§ Problem description: Even if a line seems odd, print it as it is, and include every record.

§ Material supplied:
PR #2304, opened 2023-01-18
[SG-516] Additional forwarded email providers for username generator - mobile

andrebispo5:
## Type of change
- [ ] Bug fix
- [X] New feature development
- [ ] Other

## Objective

Add option to select Fastmail and Duck Duck Go as options in the forwarded email alias providers.
Default to none-selected if this is the first use of the screen. Otherwise default to the last selected.

## Code changes

[src/App/Pages/Generator/GeneratorPage.xaml](https://github.com/bitwarden/mobile/pull/2304/files#diff-6646362e986f583f0da02c8c01fad244607c0d4dd38e211dd22f7d7ac64664dd): 
New UI views to hold api keys for new services added. (This can be refactored in the future to avoid having multiple views)
[src/App/Pages/Generator/GeneratorPageViewModel.cs](https://github.com/bitwarden/mobile/pull/2304/files#diff-06d6f35a0e203bdae8fe03dade2ef549a73850f02dde233ac921a0fd7214dbc5):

§ Answer space:
PR #2304, opened 2023-01-18
[SG-516] Additional forwarded email providers for username generator - mobile

andrebispo5:
## Type of change
- [ ] Bug fix
- [X] New feature development
- [ ] Other

## Objective

Add option to select Fastmail and Duck Duck Go as options in the forwarded email alias providers.
Default to none-selected if this is the first use of the screen. Otherwise default to the last selected.

## Code changes

[src/App/Pages/Generator/GeneratorPage.xaml](https://github.com/bitwarden/mobile/pull/2304/files#diff-6646362e986f583f0da02c8c01fad244607c0d4dd38e211dd22f7d7ac64664dd): 
New UI views to hold api keys for new services added. (This can be refactored in the future to avoid having multiple views)
[src/App/Pages/Generator/GeneratorPageViewModel.cs](https://github.com/bitwarden/mobile/pull/2304/files#diff-06d6f35a0e203bdae8fe03dade2ef549a73850f02dde233ac921a0fd7214dbc5):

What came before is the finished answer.